29 September 2009

Pacific Annexations, 1840-1906

From Sailors and Traders: A Maritime History of the Pacific Peoples, by Alastair Couper (U. Hawai‘i Press, 2009), pp. 140-141:
The managers of the major merchant companies based at the main entrepôts in the [Pacific] islands were often ex-sailors. Several acted as consuls for their governments and supported the companies in many ways, including evoking gunboat diplomacy. A prime example is John Bates Thurston. He served at sea in the island trades, was wrecked at Rotuma in 1865, became British consul in Fiji in 1867, was highly influential in the negotiations for the ceding of Fiji to Britain in 1874, and became governor of Fiji in 1887. The companies, the new settlers, and their sympathetic consuls pressed for annexations. The French were the first to act [but Waitangi was 1840—J.] and took Tahiti, the Marquesas, and the Tuamotus as French protectorates in 1842 and New Caledonia in 1853. These were declared colonies in 1880, and the Australs and Wallis and Futuna in 1887.

The British annexed Fiji in 1874 and established protectorates over southeast New Guinea in 1884, Gilbert and Ellice in 1892, most of the Solomons soon after, and Ocean Island in 1900. They agreed that New Zealand would exercise authority over the Kermadecs in 1887, the Tokelaus in 1889, and the Cooks and Niue in 1901. The Dutch took western New Guinea in 1848. Germany annexed northeast New Guinea in 1885, along with the Bismarck Archipelago and the northwest Solomons; took possession of most of the Carolines in 1885; and ultimately purchased Yap and other islands in the Carolines and Marianas from Spain in 1899. The Germans also acquired the Marshall Islands in 1884 and took over Nauru in 1888. Chile obtained Easter Island in 1888.

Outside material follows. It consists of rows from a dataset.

PR #552, opened 2017-10-31
Recents group calling

adamweeks:
https://voxeolabs.atlassian.net/browse/SSDK-1351

### DIFF
--- a/packages/node_modules/@ciscospark/widget-recents/src/components/space-item/index.js
+++ b/packages/node_modules/@ciscospark/widget-recents/src/components/space-item/index.js
@@ -122,6 +122,7 @@ export default function SpaceItem({ // eslint-disable-line complexity
         hasCallSupport &&
         <div className={classNames(`space-actions`, styles.actions)}>
           <Button
+            accessibilityLabel={`Call Space`}
             buttonClassName={classNames(styles.actionButton, styles.callButton)}
             iconType={ICON_TYPE_VIDEO_OUTLINE}
             onClick={handleCallClick}
--- a/packages/node_modules/@ciscospark/widget-recents/src/components/space-item/index.js
+++ b/packages/node_modules/@ciscospark/widget-recents/src/components/space-item/index.js
@@ -13,6 +13,7 @@ import styles from './styles.css';
 export default function SpaceItem({ // eslint-disable-line complexity
   avatarUrl,
   formatMessage,
+  hasGroupCalling,
   id,
   isUnread,
   lastActivityTime,
@@ -40,7 +41,7 @@ export default function SpaceItem({ // eslint-disable-line complexity
 
 
   function handleCallClick(e) {
-    if (type === `direct`) {
+    if (type === `direct` || hasGroupCalling) {
       e.stopPropagation();
       return onCallClick(id);
     }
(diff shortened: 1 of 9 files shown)


packages/node_modules/@ciscospark/widget-recents/src/components/space-item/index.js
```diff
@@ -40,7 +41,7 @@ export default function SpaceItem({ // eslint-disable-line complexity
 
 
   function handleCallClick(e) {
-    if (type === `direct`) {
+    if (type === `direct` || hasGroupCalling) {
```
bzang: What do you think about moving this check to a higher level. I don't think the `SpaceItem` component should determine if it should have a button or not, but maybe a prop like `hasCallingSupport` passed down from the parent.

packages/node_modules/@ciscospark/widget-recents/src/components/space-item/index.js
```diff
@@ -119,9 +119,10 @@ export default function SpaceItem({ // eslint-disable-line complexity
         {lastActivityTime}
       </div>
       {
-        isDirectSpace && hasCallSupport &&
+        hasCallSupport &&
         <div className={classNames(`space-actions`, styles.actions)}>
           <Button
+            accessibilityLabel={`Call Space`}
```
bzang: Do we need to start putting these labels into `intl` wrappers so that eventually they can be translated?

packages/node_modules/@ciscospark/widget-recents/src/selector.js
```diff
@@ -141,16 +143,18 @@ function sortByNewest(space) {
...
+  [getWidget, getUsers, getSpaces, getRecentSpacesWithAvatarUrl, getSpark, getMedia, getTeams, getFeatures],
+  (widget, user, spaces, spacesList, spark, media, teams, features) => {
     let lastActivityDate;
     if (spacesList && spacesList.count()) {
       lastActivityDate = spacesList.last().lastActivityTimestamp;
     }
+    const hasGroupCalling = features.getIn([`items`, FEATURE_GROUP_CALLING]);
     return { // eslint-disable-line max-params
-      widgetRecent: widget,
+      widgetStatus: widget.get(`status`).toJS(),
```
bzang: Good call on being more specific here. Does the `toJS()` force too many rerenders or is the shallow comparison working? Would it be more performant if we convert the `getWidget` function to directly grab `state.widgetRecents.get('status')`?

test/journeys/specs/recents/dataApi/basic.js
```diff
@@ -49,7 +56,9 @@ describe(`Widget Recents`, () => {
             }
           }
         });
-        return marty.spark.internal.mercury.connect();
+        return marty.spark.internal.device.register()
+        .then(() => marty.spark.internal.feature.setFeature(`developer`, FEATURE_FLAG_GROUP_CALLING, true))
```
bzang: Nitpick, since we don't have the eslint rule yet. Indent here and next line unless it's off because of the diff.

packages/node_modules/@ciscospark/widget-recents/src/components/space-item/index.js
adamweeks: Yep. I created a ticket to fix all of these. https://voxeolabs.atlassian.net/browse/SSDK-1464

packages/node_modules/@ciscospark/widget-recents/src/selector.js
adamweeks: I honestly don't know. Would love to get these selectors as performant as possible, but not certain the best approach. Right now, as a starting step, I'm just trying to remove the immutable conversion from the renderer and into the selector, hopefully allowing the memoization to help.

test/journeys/specs/recents/dataApi/basic.js
adamweeks: Fixed.

packages/node_modules/@ciscospark/widget-recents/src/components/space-item/index.js
adamweeks: Yea, we're going to need some sort of space status object for each space in the spaces list, especially once the "call in progress" feature is added. Definitely something to think about.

America, after its disastrous Civil War, had not recovered a significant merchant fleet and showed little inclination for acquiring Pacific territory. American guano companies had already secured legislation in 1856–1860 that allowed claims over some small Pacific islands, and the US government went on to secure others, including Baker, Jarvis, Johnson, Midway, Palmyra, and Wake. In 1893 the influential American maritime geostrategist Alfred Mahan wrote that it was "imperative to take possession, when it can be righteously done, of such maritime positions as can contribute to secure command." In 1898, Hawai‘i was annexed (US citizenships were granted in 1900), as was eastern Samoa with Pago Pago as a main naval coaling station, while Guam was captured from Spain by the US Navy in 1898.

The Pacific was now effectively divided between several colonial powers mainly by agreements. In the final carve-up, it was confirmed that Western Samoa was a German colony separated from American Samoa in the east. In turn Germany agreed to relinquish claims for Tonga. As a result, in the closing days Tonga appeared to survive as the only independent Polynesian kingdom, although not quite. It was declared a British protectorate in 1900, and in 1905 it was decreed mandatory for the king of Tonga to take advice from the British consul on all matters of importance. Finally, in 1906 New Hebrides was divided as a condominium between Britain and France.
I'm not sure why Couper omits the 1840 Treaty of Waitangi, which made British subjects of the Maori. Maybe he considered both New Zealand and Australia to be colonial powers by the 1840s, even though both were earlier annexed by another colonial power. (Like the Americas, of course.)


James Crippen said...

I think Couper is only addressing the islands, and New Zealand is a bit large in comparison to the rest of the Pacific. Although he does bring up New Guinea, so it’s not entirely clear.

Joel said...

Good point. Maybe he is thinking of both NZ and Australia as a colonial powers by the 1840s, even though both were earlier annexed by another colonial power. (Like the Americas, of course.)